Print each of the records below, leaving every word as it is.

Dataset entries —
== Segment start ==

PR #590, opened 2017-05-12
Snap 1409

kneeraj:
Tokenization fixes:
Includes
- Fix for stale / wrong results from coming due to tokenization. Queries with scalar subqueries or like etc. which consume the constant provided to materialize a part of the query are identified and are not attempted for Tokenization. As a catch all we just compare whether the number of constants to be replaced after plan generation is same as what the parser thought was there. If there is a mismatch it does not tries Tokenization of such queries. 
- Plans with broadcast are not attempted for Tokenization at all. Will be taken later.

## Patch testing

New dunit added in TPCHDUnit test for tokenization in both embedded and spli cluster mode.

## ReleaseNotes.txt changes

Re-use of generated plan is attempted if the same query is fired with just different constant values.

## Other PRs 

None.

PR of the other subprojects that are related to this change)


cluster/src/test/scala/io/snappydata/cluster/QueryRoutingSingleNodeSuite.scala
```diff
@@ -239,8 +278,9 @@ class QueryRoutingSingleNodeSuite extends SnappyFunSuite with BeforeAndAfterAll
       // println("network server started")
       insertRows(tableName1, 1000, serverHostPort)
       insertRows(tableName2, 1000, serverHostPort)
-      query1(tableName1, tableName2, serverHostPort)
-      query2(tableName1, tableName2, serverHostPort)
+      // query1(tableName1, tableName2, serverHostPort)
+      (0 to 5).foreach(i => query2snc(tableName1, tableName2, serverHostPort, i))
+      // query2(tableName1, tableName2, serverHostPort)
```
vivekwiz: I could not recall but is query1 and query2 is disabled for Shoubhik's checkin?

core/src/main/scala/org/apache/spark/sql/CachedDataFrame.scala
```diff
@@ -49,26 +52,38 @@ import org.apache.spark.unsafe.Platform
 import org.apache.spark.util.CallSite
 import org.apache.spark.{Logging, NarrowDependency, ShuffleDependency, SparkContext, SparkEnv, SparkException, TaskContext}
 
-class CachedDataFrame(df: Dataset[Row], val queryString: String,
+class CachedDataFrame(df: Dataset[Row], var queryString: String,
```
vivekwiz: I did not see why queryString should be var?

core/src/main/scala/org/apache/spark/sql/SnappySession.scala
```diff
@@ -1731,6 +1733,8 @@ object SnappySession extends Logging {
         ArrayBuffer[Any]]](CachedPlanHelperExec.BROADCASTS_KEY).getOrElse(
       mutable.Map.empty[BroadcastHashJoinExec, ArrayBuffer[Any]])
 
+    logDebug(s"all bc plans = ${allbroadcastplans} ... size = ${allbroadcastplans.size}")
+
```
vivekwiz: Need this log?

core/src/main/scala/org/apache/spark/sql/SnappySession.scala
```diff
@@ -1775,6 +1783,44 @@ object SnappySession extends Logging {
 
       allLiterals.foreach(_.collectedForPlanCaching = true)
     }
+
+    logDebug(s"qe.executedPlan = ${df.queryExecution.executedPlan}")
```
vivekwiz: Need this log?

core/src/main/scala/org/apache/spark/sql/SnappySession.scala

== Segment end ==

Answer area —
PR #590, opened 2017-05-12
Snap 1409

kneeraj:
Tokenization fixes:
Includes
- Fix for stale / wrong results from coming due to tokenization. Queries with scalar subqueries or like etc. which consume the constant provided to materialize a part of the query are identified and are not attempted for Tokenization. As a catch all we just compare whether the number of constants to be replaced after plan generation is same as what the parser thought was there. If there is a mismatch it does not tries Tokenization of such queries. 
- Plans with broadcast are not attempted for Tokenization at all. Will be taken later.

## Patch testing

New dunit added in TPCHDUnit test for tokenization in both embedded and spli cluster mode.

## ReleaseNotes.txt changes

Re-use of generated plan is attempted if the same query is fired with just different constant values.

## Other PRs 

None.

PR of the other subprojects that are related to this change)


cluster/src/test/scala/io/snappydata/cluster/QueryRoutingSingleNodeSuite.scala
```diff
@@ -239,8 +278,9 @@ class QueryRoutingSingleNodeSuite extends SnappyFunSuite with BeforeAndAfterAll
       // println("network server started")
       insertRows(tableName1, 1000, serverHostPort)
       insertRows(tableName2, 1000, serverHostPort)
-      query1(tableName1, tableName2, serverHostPort)
-      query2(tableName1, tableName2, serverHostPort)
+      // query1(tableName1, tableName2, serverHostPort)
+      (0 to 5).foreach(i => query2snc(tableName1, tableName2, serverHostPort, i))
+      // query2(tableName1, tableName2, serverHostPort)
```
vivekwiz: I could not recall but is query1 and query2 is disabled for Shoubhik's checkin?

core/src/main/scala/org/apache/spark/sql/CachedDataFrame.scala
```diff
@@ -49,26 +52,38 @@ import org.apache.spark.unsafe.Platform
 import org.apache.spark.util.CallSite
 import org.apache.spark.{Logging, NarrowDependency, ShuffleDependency, SparkContext, SparkEnv, SparkException, TaskContext}
 
-class CachedDataFrame(df: Dataset[Row], val queryString: String,
+class CachedDataFrame(df: Dataset[Row], var queryString: String,
```
vivekwiz: I did not see why queryString should be var?

core/src/main/scala/org/apache/spark/sql/SnappySession.scala
```diff
@@ -1731,6 +1733,8 @@ object SnappySession extends Logging {
         ArrayBuffer[Any]]](CachedPlanHelperExec.BROADCASTS_KEY).getOrElse(
       mutable.Map.empty[BroadcastHashJoinExec, ArrayBuffer[Any]])
 
+    logDebug(s"all bc plans = ${allbroadcastplans} ... size = ${allbroadcastplans.size}")
+
```
vivekwiz: Need this log?

core/src/main/scala/org/apache/spark/sql/SnappySession.scala
```diff
@@ -1775,6 +1783,44 @@ object SnappySession extends Logging {
 
       allLiterals.foreach(_.collectedForPlanCaching = true)
     }
+
+    logDebug(s"qe.executedPlan = ${df.queryExecution.executedPlan}")
```
vivekwiz: Need this log?

core/src/main/scala/org/apache/spark/sql/SnappySession.scala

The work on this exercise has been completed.